I may have to move in with my parents again if my health doesn't vastly improve and I find a job fast! So, it's pretty much inevitable and, as much as I love my parents, I want to get on with my life and have some stability. Moving homes and doctors all the time is not stability.

I really really want to work again because the money is running out and being ill certainly doesn't pay the bills, but how can I when I'm stuck in the house and can only leave it when someone is driving me somewhere and is with me all the time? I think, when I've been in work, I've done a great job of hiding just how ill I've felt but it's like I can't even hide it anymore. I absolutely need to have a diagnosis now at the very least. The only solid one is Vitamin D Deficiency which I'm on medication for life now (I don't even notice the difference from when I wasn't treated for it!). Other than that, I've had suggestions of M.E/CFS but never a doctor to say 'yes, this is what you have, let's try you on these therapies/get you referred'.

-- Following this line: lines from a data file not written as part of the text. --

PR #1170, opened 2020-09-10
ITP Protocol and Basic Replication Integration

tpan496:
Installs basic replication code from Gus to the terrier master. 
- Basic ITP protocol that involves `StartReplication` and `StopReplication` commands.
- Changes to the log manager and networking layer to incorporate replication logs.
- A basic `CreateDatabase` test where the database oid of the master and replica should match.


tpan496:
@lmwnshn finished code cleanup, ready for review. thanks!

src/CMakeLists.txt
```diff
@@ -12,7 +12,7 @@ list(REMOVE_ITEM TERRIER_SRCS ${PROJECT_SOURCE_DIR}/src/main/terrier.cpp)
 # spdlog
 file(GLOB_RECURSE SPDLOG_SOURCES
         ${PROJECT_SOURCE_DIR}/third_party/spdlog/*.h
-)
+        )
```
lmwnshn, line 15: Nit: unnecessary change.

src/CMakeLists.txt
```diff
@@ -22,7 +22,7 @@ add_subdirectory(${PROJECT_SOURCE_DIR}/third_party/libpg_query/ libpg_query.a)
 file(GLOB_RECURSE BWTREE_SOURCES
         ${PROJECT_SOURCE_DIR}/third_party/bwtree/*.cpp
         ${PROJECT_SOURCE_DIR}/third_party/bwtree/*.h
-)
+        )
```
lmwnshn, line 25: Nit: unnecessary change.

src/CMakeLists.txt
```diff
@@ -32,14 +32,14 @@ list(APPEND TERRIER_SRCS ${PROJECT_SOURCE_DIR}/third_party/nlohmann/json.hpp)
 file(GLOB_RECURSE MADOKA_SOURCES
         ${PROJECT_SOURCE_DIR}/third_party/madoka/*.cc
         ${PROJECT_SOURCE_DIR}/third_party/madoka/*.h
-)
+        )
```
lmwnshn, line 35: Nit: unnecessary change.

src/CMakeLists.txt
```diff
@@ -32,14 +32,14 @@ list(APPEND TERRIER_SRCS ${PROJECT_SOURCE_DIR}/third_party/nlohmann/json.hpp)
...
 list(APPEND TERRIER_SRCS ${MADOKA_SOURCES})
 
 # libcount
 file(GLOB_RECURSE LIBCOUNT_SOURCES
         ${PROJECT_SOURCE_DIR}/third_party/libcount/*.cc
         ${PROJECT_SOURCE_DIR}/third_party/libcount/*.h
-)
+        )
```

I wish someone could sort of take over and tell me what to do next because I feel very very lost. I miss the confident person I used to be and I wish I knew why she's changed.

I'm sorry this has turned out such a self pitying post, I just needed to get it all down. I might take it down after a few days.

*Just a quick edit.

I had a telephone consultation today with my doctor to talk through bladder diary and how gluten free diet is going. My foggy mind thought he wanted me to go over it on the phone but he wanted me to drop the diary in. Ah well, he knows what it's like now. So I have mild overactive bladder and need to cut down on caffeine to see if that will help. Also I'll be seeing him again in a couple of weeks to discuss the gluten free diet. I personally don't think it's working so I'm curious to see what he'll do next. I must've had a hell of a lot of blood tests during the last 3 years because he won't even consider another blood test hehe.

I'm really fed up of crying today! I was even on tears on the phone to the doc, but luckily I don't think he noticed. My signal was awful as well. Damn you Orange! It's not like I even live in an area that would be bad for signal, I live near a town centre for gawd's sake. But yes, everytime I spoke to him my voice was echoed back at me. I hate hearing my voice back, I sound like a 12 year old. Maybe that's one of the reasons why I'm not a particularly big fan of talking on the phone. I did Avon a year or so back and even the woman on the phone to me then asked if I was old enough!